LindaAnn LoSchiavo – The Obituarist Contemplates the Death Desk’s Demands

LindaAnn LoSchiavo
The Obituarist Contemplates the Death Desk’s Demands

Where was he when he died?’ Blunt questions are
My job, my stock in trade. Before they reach
The crematorium, I’d better know.

For years, I’ve manned the death desk avidly.
And, literally, my day starts off cold,
Not drinking coffee, phoning Mom or Dad.

Instead I ask, ‘Who’s dead?’ Notorious,
Imprisoned, Oscar-winning—that’s the cream.
Untimely dying, homicide combined
With scandals—editors think that’s sublime.
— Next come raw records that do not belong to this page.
PR #409, opened 2022-07-28
fix post content not sent for translation if Elementor is active but not used for a specific post (WP-750)

vsolovei-smartling:


inc/Smartling/ContentTypes/ExternalContentAbstract.php
```diff
@@ -3,12 +3,16 @@
...
 
 abstract class ExternalContentAbstract implements ContentTypePluggableInterface {
-    public function canHandle(PluginHelper $pluginHelper): bool
+    public function canHandle(PluginHelper $pluginHelper, int $contentId, ?WordpressFunctionProxyHelper $wpProxy = null): bool
     {
-        $activePlugins = wp_get_active_network_plugins();
-        $plugins = get_plugins();
+        if ($wpProxy === null) {
+            $wpProxy = new WordpressFunctionProxyHelper();
+        }
```
PavelLoparev, line 13: Looks like a hack. Maybe let's move `?WordpressFunctionProxyHelper $wpProxy = null` to the `ContentTypePluggableInterface` interface and update all the places where `canHandle` is called in order to eventually pass the `WordpressFunctionProxyHelper` instance?

inc/Smartling/Helpers/WordpressFunctionProxyHelper.php
```diff
@@ -47,19 +54,14 @@ public function delete_post_meta()
...
-     * @param int $blogId
-     * @param int $postId
-     * @return mixed
-     */
-    public function get_blog_permalink(int $blogId, int $postId)
+    public function get_plugins(): array
     {
-        return get_blog_permalink(...func_get_args());
+        return get_plugins(...func_get_args());
     }
```
PavelLoparev, line 65: Are we sure `delete_term_meta` and `get_blog_permalink` are never used in other places?

tests/Smartling/ContentTypes/ExternalContentElementorTest.php
```diff
@@ -5,11 +5,24 @@
...
+    public function testCanHandle()
+    {
+        $pluginHelper = $this->createMock(PluginHelper::class);
+        $pluginHelper->method('versionInRange')->willReturn(true);
+        $proxy = $this->createMock(WordpressFunctionProxyHelper::class);
+        $proxy->method('getPostMeta')->willReturn('', []);
+        $proxy->method('get_plugins')->willReturn(['elementor/elementor.php' => []]);
+        $proxy->method('wp_get_active_network_plugins')->willReturn(['elementor/elementor.php']);
+        $this->assertFalse($this->getExternalContentElementor($proxy)->canHandle($pluginHelper, 1, $proxy));
+        $this->assertTrue($this->getExternalContentElementor($proxy)->canHandle($pluginHelper, 1, $proxy));
```
PavelLoparev, line 23: Didn't get why the second consecutive call worked.

inc/Smartling/ContentTypes/ExternalContentAbstract.php
PavelLoparev: It seems like instance of `WordpressFunctionProxyHelper` **must** be passed here anyway?

vsolovei-smartling: It is used for testing, not sure if we need to  move it to the interface.

inc/Smartling/Helpers/WordpressFunctionProxyHelper.php
vsolovei-smartling: Yes. The only deleted function was delete_term_meta

tests/Smartling/ContentTypes/ExternalContentElementorTest.php
vsolovei-smartling: On line 19 here we setup our proxy to return empty meta (key does not exist or empty) for our key on the first call, so the handler knows it can't handle. The second call returns an empty array for the key, and the handler knows it can handle

inc/Smartling/ContentTypes/ExternalContentAbstract.php
vsolovei-smartling: Done

PavelLoparev (approved):

inc/Smartling/ContentTypes/ExternalContentElementor.php
```diff
@@ -136,6 +137,12 @@ public function alterContentFieldsForUpload(array $source): array
         return $source;
     }
 
+    public function canHandle(PluginHelper $pluginHelper, WordpressFunctionProxyHelper $wpProxy, int $contentId): bool
```
dimitrystd, line 140: @vsolovei-smartling I think it's the first step of screwing up the nice idea of a single interface for all integrations.
Why you don't analyze post in `getContentFields` or `extractContent`?  These methods can always return null-object and everything else must work as expected.

vsolovei-smartling: Not sure what you mean by that. We call getContentFields and expect it to return array. We could move the check to any of the methods, but what would change? Now we have a canHandle that determines whether to call getContentFields. Would you prefer to change getContentFields to return the same array if content isn't supported? Currently if someone were to call getContentFields without checking for canHandle, an exception would be thrown, but I'm for this behaviour.

PR #410, opened 2022-08-02
add beaver builder support (WP-744)

vsolovei-smartling:


inc/Smartling/ContentTypes/ExternalContentAbstract.php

Word counts come next. Regardless of esteem,
Opinions loosely held of the deceased,
Please be assured all lives will measure best
In column inches: your newsworthiness.

You often hear folks say, ‘He cheated death!’
Celebrities get short-changed, too, when fame
Collides with the fatalities of fate.
What’s worse than being upstaged at the end?

Ask Farrah Fawcett. She passed on the day
That Michael Jackson’s shocking end held sway.
Or the demise of Groucho Marx, just when
The nation mourned for Elvis Presley, cut
Down in his prime at 42-years-old.
Or C. S. Lewis, dying unremarked
When JFK was assassinated.

Coincidences help make death unfair.

I write obituaries though I dread
Such masterpieces are not credited.
Yet satisfaction is not limited,
For after death, you will be edited.